:: Work task ::
Nothing but a full, exact copy of the data is needed.

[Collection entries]
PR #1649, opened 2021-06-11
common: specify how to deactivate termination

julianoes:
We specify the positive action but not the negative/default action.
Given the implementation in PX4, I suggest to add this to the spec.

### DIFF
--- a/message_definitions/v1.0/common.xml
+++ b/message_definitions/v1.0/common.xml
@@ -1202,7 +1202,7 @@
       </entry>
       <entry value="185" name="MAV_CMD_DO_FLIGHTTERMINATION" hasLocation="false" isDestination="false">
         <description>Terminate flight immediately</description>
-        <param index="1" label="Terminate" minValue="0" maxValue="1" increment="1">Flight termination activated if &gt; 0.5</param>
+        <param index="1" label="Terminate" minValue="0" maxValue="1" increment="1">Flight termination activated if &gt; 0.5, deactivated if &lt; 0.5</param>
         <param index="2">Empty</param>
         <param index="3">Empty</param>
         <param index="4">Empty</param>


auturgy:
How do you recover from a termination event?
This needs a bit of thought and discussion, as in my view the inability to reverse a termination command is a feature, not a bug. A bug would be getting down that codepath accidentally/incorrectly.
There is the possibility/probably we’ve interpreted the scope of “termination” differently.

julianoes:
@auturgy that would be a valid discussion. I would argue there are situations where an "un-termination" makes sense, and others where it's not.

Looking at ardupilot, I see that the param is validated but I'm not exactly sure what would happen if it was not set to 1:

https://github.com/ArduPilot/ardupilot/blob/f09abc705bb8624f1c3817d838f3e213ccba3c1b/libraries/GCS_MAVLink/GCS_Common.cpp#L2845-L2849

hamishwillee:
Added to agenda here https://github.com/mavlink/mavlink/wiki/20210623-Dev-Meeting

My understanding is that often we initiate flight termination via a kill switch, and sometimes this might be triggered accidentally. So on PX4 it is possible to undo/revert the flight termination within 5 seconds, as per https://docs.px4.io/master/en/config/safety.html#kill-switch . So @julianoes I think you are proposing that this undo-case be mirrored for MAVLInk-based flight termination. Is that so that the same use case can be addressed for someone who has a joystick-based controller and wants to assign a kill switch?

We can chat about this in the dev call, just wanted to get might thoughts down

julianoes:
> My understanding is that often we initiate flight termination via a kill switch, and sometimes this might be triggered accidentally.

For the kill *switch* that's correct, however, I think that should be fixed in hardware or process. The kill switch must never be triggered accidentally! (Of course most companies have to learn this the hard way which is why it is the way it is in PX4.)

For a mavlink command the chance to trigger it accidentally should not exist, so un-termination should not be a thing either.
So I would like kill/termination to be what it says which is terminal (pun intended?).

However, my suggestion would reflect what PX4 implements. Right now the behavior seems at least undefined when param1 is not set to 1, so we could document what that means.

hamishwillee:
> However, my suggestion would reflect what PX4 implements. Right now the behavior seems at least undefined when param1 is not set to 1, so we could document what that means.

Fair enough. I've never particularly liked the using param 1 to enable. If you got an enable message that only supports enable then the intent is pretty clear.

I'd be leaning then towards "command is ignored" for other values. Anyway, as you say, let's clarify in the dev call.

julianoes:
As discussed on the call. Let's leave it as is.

:: Your solution ::
PR #1649, opened 2021-06-11
common: specify how to deactivate termination

julianoes:
We specify the positive action but not the negative/default action.
Given the implementation in PX4, I suggest to add this to the spec.

### DIFF
--- a/message_definitions/v1.0/common.xml
+++ b/message_definitions/v1.0/common.xml
@@ -1202,7 +1202,7 @@
       </entry>
       <entry value="185" name="MAV_CMD_DO_FLIGHTTERMINATION" hasLocation="false" isDestination="false">
         <description>Terminate flight immediately</description>
-        <param index="1" label="Terminate" minValue="0" maxValue="1" increment="1">Flight termination activated if &gt; 0.5</param>
+        <param index="1" label="Terminate" minValue="0" maxValue="1" increment="1">Flight termination activated if &gt; 0.5, deactivated if &lt; 0.5</param>
         <param index="2">Empty</param>
         <param index="3">Empty</param>
         <param index="4">Empty</param>


auturgy:
How do you recover from a termination event?
This needs a bit of thought and discussion, as in my view the inability to reverse a termination command is a feature, not a bug. A bug would be getting down that codepath accidentally/incorrectly.
There is the possibility/probably we’ve interpreted the scope of “termination” differently.

julianoes:
@auturgy that would be a valid discussion. I would argue there are situations where an "un-termination" makes sense, and others where it's not.

Looking at ardupilot, I see that the param is validated but I'm not exactly sure what would happen if it was not set to 1:

https://github.com/ArduPilot/ardupilot/blob/f09abc705bb8624f1c3817d838f3e213ccba3c1b/libraries/GCS_MAVLink/GCS_Common.cpp#L2845-L2849

hamishwillee:
Added to agenda here https://github.com/mavlink/mavlink/wiki/20210623-Dev-Meeting

My understanding is that often we initiate flight termination via a kill switch, and sometimes this might be triggered accidentally. So on PX4 it is possible to undo/revert the flight termination within 5 seconds, as per https://docs.px4.io/master/en/config/safety.html#kill-switch . So @julianoes I think you are proposing that this undo-case be mirrored for MAVLInk-based flight termination. Is that so that the same use case can be addressed for someone who has a joystick-based controller and wants to assign a kill switch?

We can chat about this in the dev call, just wanted to get might thoughts down

julianoes:
> My understanding is that often we initiate flight termination via a kill switch, and sometimes this might be triggered accidentally.

For the kill *switch* that's correct, however, I think that should be fixed in hardware or process. The kill switch must never be triggered accidentally! (Of course most companies have to learn this the hard way which is why it is the way it is in PX4.)

For a mavlink command the chance to trigger it accidentally should not exist, so un-termination should not be a thing either.
So I would like kill/termination to be what it says which is terminal (pun intended?).

However, my suggestion would reflect what PX4 implements. Right now the behavior seems at least undefined when param1 is not set to 1, so we could document what that means.

hamishwillee:
> However, my suggestion would reflect what PX4 implements. Right now the behavior seems at least undefined when param1 is not set to 1, so we could document what that means.

Fair enough. I've never particularly liked the using param 1 to enable. If you got an enable message that only supports enable then the intent is pretty clear.

I'd be leaning then towards "command is ignored" for other values. Anyway, as you say, let's clarify in the dev call.

julianoes:
As discussed on the call. Let's leave it as is.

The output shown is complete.